Pre-operative and post-operative x-rays of a patient with a pertrochanteric fracture (31.A1, pertrochanteric simple) treated with Gamma 3® nail

Fig. 5
figure 5

Pre-operative and post-operative x-rays of a patient with a pertrochanteric fracture (31.A2, pertrochanteric multifragmentary) treated with Elos® nail

The overall complication rate in our study was 25%; it is similar to those of other authors [11, 23,24,25,26]. According to the literature, the cut-out of the lag screw is the most frequent complication of the nail for proximal femur fracture [11, 23, 27,28,29,30,31] with an occurrence rate between 1 and 5% of surgeries [11, 23,24,25,26] causing the 84% of failures and revision surgery of these devices [32]. We found this complication in 3.7% of patients and only 4 of them occurred in group A. This finding may be due to the optional antirotational screw of the Elos® nail in addition to the cephalic screw. In the literature, it is reported that the three main factors causing the screw cut-outs are the presence of a multifragmentary and unstable fracture, the non-anatomical reduction of the fragments and of the cervico-diaphyseal angle, and the wrong position of the lag screw [29]. A combination of all three factors leads to a high probability of cut-out [23]. For a good reduction, the cervico-diaphyseal angle must be > 130°; the cephalic screw must be positioned in the inferior-central quadrant or, alternatively, in the inferior-anterior or inferior-posterior quadrants; finally, the distance between medial cortex of the femoral head and the screw’s apex must never be greater than 2.5 cm [23].

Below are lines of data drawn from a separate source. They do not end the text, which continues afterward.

PR #1574, opened 2025-01-13
Extend Coulomb scattering to support additional particle types

amandalund:
This extends the single and multiple Coulomb scattering models to support muons and hadrons. I hope I've identified all the places where the treatment is different for these particles, although if we made simplifications anywhere assuming the particle was an electron without documenting it (like omitting abs(charge)) I won't have caught it. The changes to the Coulomb and Wentzel test results are just from using the imported electron mass instead of the constant to calculate the `kin_factor` in the `WentzelHelper`.


src/celeritas/phys/PhysicsData.hh
```diff
@@ -242,9 +242,14 @@ struct PhysicsParamsScalars
...
     real_type lambda_limit{};  //!< lambda limit
-    real_type range_factor{};  //!< range factor for e-/e+ (0.2 for muon/h)
+    real_type range_factor{};  //!< range factor for e-/e+
+    real_type muhad_range_factor{};  //!< range factor for muon/h
     real_type safety_factor{};  //!< safety factor
+    bool displaced{};  //!< lateral displacement for e-/e+
+    bool muhad_displaced{};  //!< lateral displacement for muon/h
     MscStepLimitAlgorithm step_limit_algorithm{MscStepLimitAlgorithm::size_};
+    MscStepLimitAlgorithm muhad_step_limit_algorithm{
+        MscStepLimitAlgorithm::size_};
```
amandalund: I might refactor this a bit and add a separate struct for the particle-dependent scalars (since we'll also need muon/hadron `min_range`, `max_step_over_range`, `lowest_electron_energy`) and an accessor in `PhysicsTrackView` to return either the e-/e+ or mu/had scalars depending on the particle ID.

src/celeritas/em/data/UrbanMscData.hh
```diff
@@ -38,6 +38,12 @@ struct UrbanMscParameters
     Energy low_energy_limit{0};
     Energy high_energy_limit{0};
 
+    //! Special value indicating MSC does not apply to a particle type
+    static CELER_CONSTEXPR_FUNCTION size_type inapplicable()
+    {
+        return size_type(-1);
+    }
+
```
sethrj: Instead of a `size_type` and magic value, define (under `UrbanMscParMatData`) a new type alias `UrbanParMatId = OpaqueId<UrbanMscParMatData>;`.

src/celeritas/em/data/UrbanMscData.hh
```diff
@@ -143,6 +150,10 @@ struct UrbanMscData
     UrbanMscParameters params;
     //! Material-dependent data
     MaterialItems<UrbanMscMaterialData> material_data;
+    //! Map from particle ID to index in particle and material-dependent data
+    ParticleItems<size_type> pid_to_pmdata;
```
sethrj: Use the new opaque ID here.

src/celeritas/em/params/UrbanMscParams.cc
```diff
@@ -66,21 +66,50 @@ UrbanMscParams::UrbanMscParams(ParticleParams const& particles,
...
-    static Array<double, 2> const b_coeff{{2.0 / 3, 1.0 / 2}};
+    // Number of different particle categories in the particle and
+    // material-dependent parameter data: electrons and positrons always, and
+    // muons/hadrons when present
+    CELER_ASSERT(helper.particle_ids().size() >= 2);
+    size_type num_particles = min<size_type>(helper.particle_ids().size(), 3);
+
+    // Map from particle ID to index in particle and material-dependent data
+    std::vector<size_type> pid_to_pmdata(particles.size(),
+                                         UrbanMscParameters::inapplicable());
```
sethrj:
```suggestion
    std::vector< UrbanParMatId > pid_to_pmdata(particles.size());
```

src/celeritas/em/params/UrbanMscParams.cc
```diff
@@ -66,21 +66,50 @@ UrbanMscParams::UrbanMscParams(ParticleParams const& particles,
...
+            pid_to_pmdata[par_id.unchecked_get()] = 0;
+        }
+        else if (par_id == host_data.ids.positron)
+        {
+            pid_to_pmdata[par_id.unchecked_get()] = 1;
+        }
+        else
+        {
+            // Muons and hadrons
+            pid_to_pmdata[par_id.unchecked_get()] = 2;
```
sethrj: These might be good to have as an enum?

src/celeritas/em/params/UrbanMscParams.cc
```diff
@@ -102,8 +129,7 @@ UrbanMscParams::UrbanMscParams(ParticleParams const& particles,
 
             // Compute the maximum distance that particles can travel
             // (different for electrons, hadrons)
-            if (par_ids[p] == host_data.ids.electron
-                || par_ids[p] == host_data.ids.positron)
+            if (p < 2)
```
sethrj:
```suggestion
            if (p != UrbanParticleType::mu_had)
```

src/celeritas/em/xs/WentzelHelper.hh
```diff
@@ -214,16 +213,29 @@ CELER_FUNCTION real_type WentzelHelper::calc_screening_coefficient(
...
+            // Electrons and positrons
+            real_type tau = value_as<Energy>(particle.energy())
+                            / value_as<Mass>(particle.mass());
+            factor = std::sqrt(tau / (tau + sq_cbrt_z));
+        }
+        else
+        {
+            // Muons and hadrons
+            factor = ipow<2>(value_as<Charge>(particle.charge()));
+            z_factor += std::exp(-ipow<2>(target_z_.get()) * real_type(0.001));
```
sethrj, line 235: Any idea where `0.001` comes from? Looks more like a "tolerance" or a rejection sampling window rather than an actual cross section correction...

src/celeritas/em/xs/WentzelHelper.hh
```diff
@@ -267,16 +279,12 @@ CELER_CONSTEXPR_FUNCTION auto WentzelHelper::screen_r_sq_elec() -> MomentumSq
...
-    real_type constexpr twopi_mrsq
-        = 2 * constants::pi
-          * ipow<2>(native_value_to<Mass>(constants::electron_mass).value()
-                    * constants::r_electron);
-
-    return twopi_mrsq * target_z_.get()
-           * ipow<2>(value_as<Charge>(particle.charge()))
+    return 2 * constants::pi
+           * ipow<2>(value_as<Mass>(electron_mass) * constants::r_electron)
+           * target_z_.get() * ipow<2>(value_as<Charge>(particle.charge()))
```
sethrj: or (saving a couple runtime operations):
```suggestion
    constexpr Constant twopirsq = 2 * constants::pi
                                  * ipow<2>(constants::r_electron);
    return twopirsq * ipow<2>(value_as<Mass>(electron_mass)
                              * value_as<Charge>(particle.charge()))
           * target_z_.get();
```

src/celeritas/em/xs/WentzelHelper.hh
```diff
@@ -288,27 +296,45 @@ WentzelHelper::calc_kin_factor(ParticleTrackView const& particle) const
  * This calculates the cosine of the maximum polar angle that the incident
  * particle can scatter off of the target's electrons.
  */
-CELER_FUNCTION real_type WentzelHelper::calc_cos_thetamax_electron(
-    ParticleTrackView const& particle, CoulombIds const& ids, Energy cutoff) const
+CELER_FUNCTION real_type
+WentzelHelper::calc_cos_thetamax_electron(ParticleTrackView const& particle,
```
sethrj, line 307: I think this function can be static.

src/celeritas/em/xs/WentzelHelper.hh
```diff
@@ -288,27 +296,45 @@ WentzelHelper::calc_kin_factor(ParticleTrackView const& particle) const
...
+        // Muons and hadrons
+        real_type mass_ratio = value_as<Mass>(electron_mass) / mass;
+        real_type tau = inc_energy / mass;
+        real_type max_energy
+            = 2 * value_as<Mass>(electron_mass) * tau * (tau + 2)
+              / (1 + 2 * mass_ratio * (tau + 1) + ipow<2>(mass_ratio));
+        return 1
+               - min(value_as<Energy>(cutoff), max_energy)
+                     * value_as<Mass>(electron_mass)
+                     / value_as<MomentumSq>(particle.momentum_sq());
```
sethrj: I guess since the other particles are heavier than electrons, we know this last quantity will be small so the result is in `[0,1]`.

src/celeritas/ext/GeantPhysicsOptions.hh
```diff
@@ -60,14 +60,14 @@ struct GeantMuonPhysicsOptions
     bool bremsstrahlung{false};
     //! Enable muon single Coulomb scattering
     bool coulomb{false};
-    //! Enable muon multiple Coulomb scattering
-    bool msc{false};
+    //! Enable multiple coulomb scattering and select a model
+    MscModelSelection msc{MscModelSelection::none};
```
sethrj, line 64: Can you add backward compatibility code for the JSON I/O to handle the old true/false?

sethrj (commented):
Very nice! Quite a lot of work.

src/celeritas/em/xs/WentzelHelper.hh
hhollenb: This is in the calculation of the screening parameter $A_s$, so it is in an actual cross section correction. In Geant4, it appears in `G4WentzelOKandVIxSection::InitialiseA()` when building tables of `ScreenRSquare` for different atomic numbers. The screening parameter depends upon the target's charge, and `z_factor` appears to be a correction for the target's charge. My naive guess is that it's a finite mass correction, where electrons / positrons are taken to be light and don't penetrate the orbital electron shell deeply, while muons and hadrons are heavy and see more of the target's charge?

hhollenb: The closest I could find in the physics reference manual is that the screening length $a_I$ is different for incident particles with $z = 1$ and $z \geq 2$. This doesn't remotely follow the exponential form and I can't find where they use the different screening lengths in the code, but at least there's some precedence for having a correction to the screening length that's different for $Z = 1$ and $Z \geq 2$?

sethrj: Yeah, it's *because* it's an actual correction that I'm so confused: we're giving a physical quantity a value that has no physical meaning (the only time 0.001 shows up in physics is when converting units 🙃 )

whokion (commented):
This is a very nice extension and an archeological work to add MSC support for muon and other charged hadron!  As long as Urban MSC concerns, it all looks good.  On the other hand, I do not really see any application case for Urban MSC (i.e., below 100 MeV) for muon and charged hadron at least for HEP applications - probably same for @stognini's $\mu$-catalyzed fusion simulation, i.e., WentzelVI and Coulomb scattering may be sufficient for these additions.  Nevertheless, It may be still good to have this general extension for Urban too as the new code introduces a minimal number of extra branches and additional code.  Anyway, I will do some high level verification for muon and other charged hadrons (i.e., comparisons with respect to Geant4) once this MR is merged.  Thanks for the nice extension!

amandalund:
Thanks @whokion! Yes, lots of digging :). I agree about the use cases for Urban MSC... at least though it will let us support MSC for muons until the Wentzel VI model is completed and validated. Verification for muons and charged hadrons would be greatly appreciated!

src/celeritas/em/xs/WentzelHelper.hh
amandalund: Good point, I'll add an assertion.

src/celeritas/em/xs/WentzelHelper.hh
amandalund: 🪄

amandalund:
Thanks for the feedback @sethrj! I think I've addressed all of it now.

src/celeritas/em/msc/detail/UrbanMscHelper.hh
```diff
@@ -181,6 +171,39 @@ UrbanMscHelper::calc_end_energy(real_type step) const -> Energy
     }
 }
 
+//---------------------------------------------------------------------------//
+/*!
+ * Scaled cross section data for this particle+material.
+ */
+CELER_FUNCTION XsGridData const& UrbanMscHelper::xs() const
+{
+    size_type num_particles = shared_.xs.size() / shared_.material_data.size();
```
sethrj: It might be good to store `ParticleId::size_type num_particles` explicitly for error checking and to avoid slow integer division.

src/celeritas/em/xs/WentzelHelper.hh
sethrj: Maybe it's rounding $`2/\alpha^2 \sim 0.00106`$ 🙄

sethrj (approved):
Looks great! It would be nice to understand better the source of some of these corrections 😅 I spent a few minutes looking at some of the relevant literature but nothing jumped out at me 😕

src/celeritas/em/xs/WentzelHelper.hh
amandalund: I didn't see anything in the literature either, but the Geant4 forum helped: https://geant4-forum.web.cern.ch/t/screening-parameter-for-coulomb-scattering-in-g4wentzel-model/6025

It's an empirical correction to better match the data from https://doi.org/10.1016/j.nimb.2006.05.006. I'll add a note in the documentation.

Regarding the perceived pain and the functional outcomes assessed by HHS and WOMAC scores, the two groups did not show differences in both 6- and 12-month post-operative evaluation. Probably, this result was obtained because all patients were subjected to the same rehabilitation protocol, and because the two nails have an overlapping reliability.

Finally, the subjective esthetic result was better in group A. Patients treated with Elos® nail reported a greater liking at follow-up at 1 year, probably because they had, in most cases, only two surgical incisions, compared with three incisions of the group B patients.

Our study has some limitations; the low number of enrolled patients and the duration of the minimum follow-up at only 1 year, which does not allow the long-term evaluation of outcomes and complications, are the main ones.

Conclusion

In this study, we compared functional and radiological results and complications of patients who underwent to osteosynthesis by Elos® or Gamma 3® nails, for a pertrochanteric fracture. In the Elos-group, we have registered a lower intraoperative blood loss, a better anatomical reduction of the fracture, particularly in patients with multifragmention of great trochanter and supero-lateral metaphyseal cortex, and a greater esthetic result. On the other hand, complication rate, post-operative perceived pain, and functional outcomes were similar between the two groups.

According to our short-term follow-up results, we propose the Elos® nail as a reliable device. Overall, it may represent a valid choice for the orthopedic surgeon.